-- SOURCE INFORMATION follows --

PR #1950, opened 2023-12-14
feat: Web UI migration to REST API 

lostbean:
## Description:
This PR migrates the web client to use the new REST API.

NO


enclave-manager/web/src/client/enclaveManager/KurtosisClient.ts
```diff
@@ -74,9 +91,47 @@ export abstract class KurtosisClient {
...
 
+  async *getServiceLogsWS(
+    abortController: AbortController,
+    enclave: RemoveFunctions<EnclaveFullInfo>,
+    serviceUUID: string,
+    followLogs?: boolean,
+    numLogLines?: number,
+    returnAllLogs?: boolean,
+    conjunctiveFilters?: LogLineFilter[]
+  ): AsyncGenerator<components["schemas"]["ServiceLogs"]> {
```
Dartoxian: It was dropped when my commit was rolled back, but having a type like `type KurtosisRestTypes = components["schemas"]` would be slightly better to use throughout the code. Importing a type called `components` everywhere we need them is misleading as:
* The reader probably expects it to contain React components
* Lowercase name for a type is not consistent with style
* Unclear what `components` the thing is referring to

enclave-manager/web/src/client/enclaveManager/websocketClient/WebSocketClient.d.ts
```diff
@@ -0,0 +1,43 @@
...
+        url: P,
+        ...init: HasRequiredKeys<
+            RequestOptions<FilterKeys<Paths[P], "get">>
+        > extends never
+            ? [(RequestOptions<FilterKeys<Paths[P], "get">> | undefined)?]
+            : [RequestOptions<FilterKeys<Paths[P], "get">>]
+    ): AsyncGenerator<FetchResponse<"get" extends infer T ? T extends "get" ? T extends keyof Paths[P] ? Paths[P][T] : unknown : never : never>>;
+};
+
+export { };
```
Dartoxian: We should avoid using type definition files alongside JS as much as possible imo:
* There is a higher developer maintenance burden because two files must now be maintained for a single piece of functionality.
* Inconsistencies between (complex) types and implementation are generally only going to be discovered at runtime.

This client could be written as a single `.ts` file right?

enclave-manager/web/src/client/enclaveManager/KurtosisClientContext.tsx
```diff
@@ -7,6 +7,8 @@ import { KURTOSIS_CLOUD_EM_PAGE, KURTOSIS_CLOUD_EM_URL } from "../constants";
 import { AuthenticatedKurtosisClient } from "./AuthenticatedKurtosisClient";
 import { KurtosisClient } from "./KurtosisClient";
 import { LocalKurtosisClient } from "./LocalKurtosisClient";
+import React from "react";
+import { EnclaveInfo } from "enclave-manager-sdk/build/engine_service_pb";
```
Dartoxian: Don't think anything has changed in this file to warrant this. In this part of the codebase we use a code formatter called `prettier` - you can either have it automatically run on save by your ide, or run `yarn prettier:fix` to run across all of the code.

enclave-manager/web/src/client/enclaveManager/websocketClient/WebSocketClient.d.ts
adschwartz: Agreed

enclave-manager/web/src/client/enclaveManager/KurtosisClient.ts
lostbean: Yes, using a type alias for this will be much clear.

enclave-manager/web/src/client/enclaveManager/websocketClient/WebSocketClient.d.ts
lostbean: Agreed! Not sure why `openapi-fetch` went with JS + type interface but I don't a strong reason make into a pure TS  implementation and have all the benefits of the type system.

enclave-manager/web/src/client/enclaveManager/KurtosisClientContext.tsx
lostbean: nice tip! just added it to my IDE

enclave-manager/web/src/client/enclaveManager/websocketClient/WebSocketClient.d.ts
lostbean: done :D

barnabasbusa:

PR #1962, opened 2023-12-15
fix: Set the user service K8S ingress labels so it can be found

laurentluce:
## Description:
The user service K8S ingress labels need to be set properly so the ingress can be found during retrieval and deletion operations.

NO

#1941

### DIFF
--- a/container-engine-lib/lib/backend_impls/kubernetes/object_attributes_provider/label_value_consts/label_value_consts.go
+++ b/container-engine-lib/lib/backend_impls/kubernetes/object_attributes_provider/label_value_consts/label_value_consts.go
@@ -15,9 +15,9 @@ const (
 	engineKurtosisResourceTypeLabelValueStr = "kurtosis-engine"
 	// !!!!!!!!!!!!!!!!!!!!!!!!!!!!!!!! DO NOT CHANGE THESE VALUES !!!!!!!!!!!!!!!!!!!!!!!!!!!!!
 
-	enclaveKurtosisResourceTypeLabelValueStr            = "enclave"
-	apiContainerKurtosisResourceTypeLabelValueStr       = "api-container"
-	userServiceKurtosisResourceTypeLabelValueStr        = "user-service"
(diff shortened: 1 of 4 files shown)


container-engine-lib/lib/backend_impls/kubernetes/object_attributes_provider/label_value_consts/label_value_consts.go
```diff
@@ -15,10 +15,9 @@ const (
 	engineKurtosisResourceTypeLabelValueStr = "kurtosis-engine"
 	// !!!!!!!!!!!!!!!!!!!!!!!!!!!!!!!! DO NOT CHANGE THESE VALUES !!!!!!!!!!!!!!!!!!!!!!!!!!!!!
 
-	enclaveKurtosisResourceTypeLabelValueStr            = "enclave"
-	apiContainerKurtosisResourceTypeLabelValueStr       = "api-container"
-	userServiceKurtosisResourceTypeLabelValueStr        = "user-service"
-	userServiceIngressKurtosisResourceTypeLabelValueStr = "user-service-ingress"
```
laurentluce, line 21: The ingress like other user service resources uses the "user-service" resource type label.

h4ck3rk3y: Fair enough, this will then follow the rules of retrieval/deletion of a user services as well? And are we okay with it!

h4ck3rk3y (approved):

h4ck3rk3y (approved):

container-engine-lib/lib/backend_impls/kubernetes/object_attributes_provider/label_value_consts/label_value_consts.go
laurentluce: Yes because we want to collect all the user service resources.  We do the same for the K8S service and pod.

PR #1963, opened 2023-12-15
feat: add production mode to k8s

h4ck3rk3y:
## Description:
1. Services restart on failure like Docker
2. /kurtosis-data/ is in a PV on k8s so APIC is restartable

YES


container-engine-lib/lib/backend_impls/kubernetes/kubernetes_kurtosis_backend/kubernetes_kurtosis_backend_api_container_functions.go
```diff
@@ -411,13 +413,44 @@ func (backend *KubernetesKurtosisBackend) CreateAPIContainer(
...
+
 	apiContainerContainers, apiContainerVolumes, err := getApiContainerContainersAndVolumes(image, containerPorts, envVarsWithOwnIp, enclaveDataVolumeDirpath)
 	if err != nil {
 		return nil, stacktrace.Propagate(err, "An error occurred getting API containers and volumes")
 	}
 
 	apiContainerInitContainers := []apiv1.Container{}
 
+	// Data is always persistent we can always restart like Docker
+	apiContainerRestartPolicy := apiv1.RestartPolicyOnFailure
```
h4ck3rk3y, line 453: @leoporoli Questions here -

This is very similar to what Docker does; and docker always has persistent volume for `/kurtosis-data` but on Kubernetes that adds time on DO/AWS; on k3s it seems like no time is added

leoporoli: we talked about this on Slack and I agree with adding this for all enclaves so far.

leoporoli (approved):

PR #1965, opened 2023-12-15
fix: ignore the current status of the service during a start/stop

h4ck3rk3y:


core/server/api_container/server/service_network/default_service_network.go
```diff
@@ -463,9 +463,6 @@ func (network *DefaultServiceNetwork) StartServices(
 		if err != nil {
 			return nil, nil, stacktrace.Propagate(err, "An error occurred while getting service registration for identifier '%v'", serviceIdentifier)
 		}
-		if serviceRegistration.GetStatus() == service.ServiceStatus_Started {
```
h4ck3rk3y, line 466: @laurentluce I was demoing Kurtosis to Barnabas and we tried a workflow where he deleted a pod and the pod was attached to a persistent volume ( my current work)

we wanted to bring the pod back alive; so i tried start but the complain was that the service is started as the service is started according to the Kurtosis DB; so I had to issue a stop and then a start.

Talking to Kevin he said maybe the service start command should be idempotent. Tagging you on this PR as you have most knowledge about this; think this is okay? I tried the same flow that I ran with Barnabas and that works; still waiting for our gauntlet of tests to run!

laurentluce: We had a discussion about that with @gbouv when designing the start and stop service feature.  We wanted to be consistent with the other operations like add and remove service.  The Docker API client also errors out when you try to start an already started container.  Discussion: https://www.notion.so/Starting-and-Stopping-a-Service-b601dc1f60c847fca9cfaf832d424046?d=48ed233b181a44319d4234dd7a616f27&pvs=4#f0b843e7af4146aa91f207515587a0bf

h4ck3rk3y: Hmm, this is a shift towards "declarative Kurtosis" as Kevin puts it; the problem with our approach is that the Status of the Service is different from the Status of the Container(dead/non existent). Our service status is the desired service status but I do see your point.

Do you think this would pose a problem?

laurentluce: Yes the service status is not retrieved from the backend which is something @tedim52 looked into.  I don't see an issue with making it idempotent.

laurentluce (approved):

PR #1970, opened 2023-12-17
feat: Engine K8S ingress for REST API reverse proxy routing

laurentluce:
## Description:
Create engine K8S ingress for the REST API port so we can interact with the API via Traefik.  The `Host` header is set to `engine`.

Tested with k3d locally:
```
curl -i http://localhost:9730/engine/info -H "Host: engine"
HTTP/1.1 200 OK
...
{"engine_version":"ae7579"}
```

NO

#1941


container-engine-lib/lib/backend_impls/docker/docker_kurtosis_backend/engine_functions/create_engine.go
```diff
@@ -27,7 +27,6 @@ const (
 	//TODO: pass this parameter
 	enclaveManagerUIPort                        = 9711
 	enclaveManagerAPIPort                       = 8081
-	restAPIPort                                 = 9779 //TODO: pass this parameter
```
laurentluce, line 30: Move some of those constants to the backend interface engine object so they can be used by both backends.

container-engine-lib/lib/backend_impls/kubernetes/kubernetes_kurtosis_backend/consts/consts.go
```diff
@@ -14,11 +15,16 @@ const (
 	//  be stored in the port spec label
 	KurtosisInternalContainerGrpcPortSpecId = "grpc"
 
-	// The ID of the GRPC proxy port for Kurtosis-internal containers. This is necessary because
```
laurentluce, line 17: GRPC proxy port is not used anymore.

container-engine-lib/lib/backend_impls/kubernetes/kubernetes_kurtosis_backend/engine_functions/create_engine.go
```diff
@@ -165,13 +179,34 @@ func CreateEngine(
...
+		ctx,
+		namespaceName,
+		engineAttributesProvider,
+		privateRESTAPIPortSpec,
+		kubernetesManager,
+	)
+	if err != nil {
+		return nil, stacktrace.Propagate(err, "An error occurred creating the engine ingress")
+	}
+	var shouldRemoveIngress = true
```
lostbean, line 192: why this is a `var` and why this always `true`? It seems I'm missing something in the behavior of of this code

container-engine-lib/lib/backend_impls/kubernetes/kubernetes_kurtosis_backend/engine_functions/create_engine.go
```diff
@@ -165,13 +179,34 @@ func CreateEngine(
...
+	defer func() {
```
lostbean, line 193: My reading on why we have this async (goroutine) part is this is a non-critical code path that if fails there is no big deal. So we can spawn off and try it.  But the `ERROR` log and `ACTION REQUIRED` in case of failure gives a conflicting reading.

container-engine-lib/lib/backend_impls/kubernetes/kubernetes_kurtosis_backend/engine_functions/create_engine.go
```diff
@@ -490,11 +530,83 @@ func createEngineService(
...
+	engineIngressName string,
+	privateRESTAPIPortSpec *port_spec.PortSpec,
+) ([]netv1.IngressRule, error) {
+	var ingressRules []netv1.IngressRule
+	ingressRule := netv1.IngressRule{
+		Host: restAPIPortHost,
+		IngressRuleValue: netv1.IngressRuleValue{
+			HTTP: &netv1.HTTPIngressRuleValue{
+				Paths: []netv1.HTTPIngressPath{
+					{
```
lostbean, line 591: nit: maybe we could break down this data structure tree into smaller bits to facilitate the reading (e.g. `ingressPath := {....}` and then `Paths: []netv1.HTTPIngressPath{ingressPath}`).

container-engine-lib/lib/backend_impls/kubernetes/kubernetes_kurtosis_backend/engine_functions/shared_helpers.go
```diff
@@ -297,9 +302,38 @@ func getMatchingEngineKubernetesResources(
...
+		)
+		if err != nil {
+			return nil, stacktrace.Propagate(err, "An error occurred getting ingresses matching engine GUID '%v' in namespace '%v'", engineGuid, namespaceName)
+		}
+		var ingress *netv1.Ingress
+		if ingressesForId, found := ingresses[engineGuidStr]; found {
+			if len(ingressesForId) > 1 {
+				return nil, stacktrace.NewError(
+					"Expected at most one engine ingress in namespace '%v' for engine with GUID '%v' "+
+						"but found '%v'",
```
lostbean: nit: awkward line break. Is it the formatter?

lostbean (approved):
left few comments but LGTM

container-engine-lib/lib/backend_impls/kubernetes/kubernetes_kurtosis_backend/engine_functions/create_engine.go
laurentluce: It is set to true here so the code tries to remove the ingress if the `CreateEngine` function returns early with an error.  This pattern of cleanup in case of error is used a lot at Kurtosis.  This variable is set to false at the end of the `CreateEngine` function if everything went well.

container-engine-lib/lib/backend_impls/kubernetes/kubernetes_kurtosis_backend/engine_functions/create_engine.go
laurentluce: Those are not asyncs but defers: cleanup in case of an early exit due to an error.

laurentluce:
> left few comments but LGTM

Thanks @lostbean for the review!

-- SOURCE INFORMATION concluded --

Please return all lines in the material above that include the word "break".

lostbean, line 591: nit: maybe we could break down this data structure tree into smaller bits to facilitate the reading (e.g. `ingressPath := {....}` and then `Paths: []netv1.HTTPIngressPath{ingressPath}`).
lostbean: nit: awkward line break. Is it the formatter?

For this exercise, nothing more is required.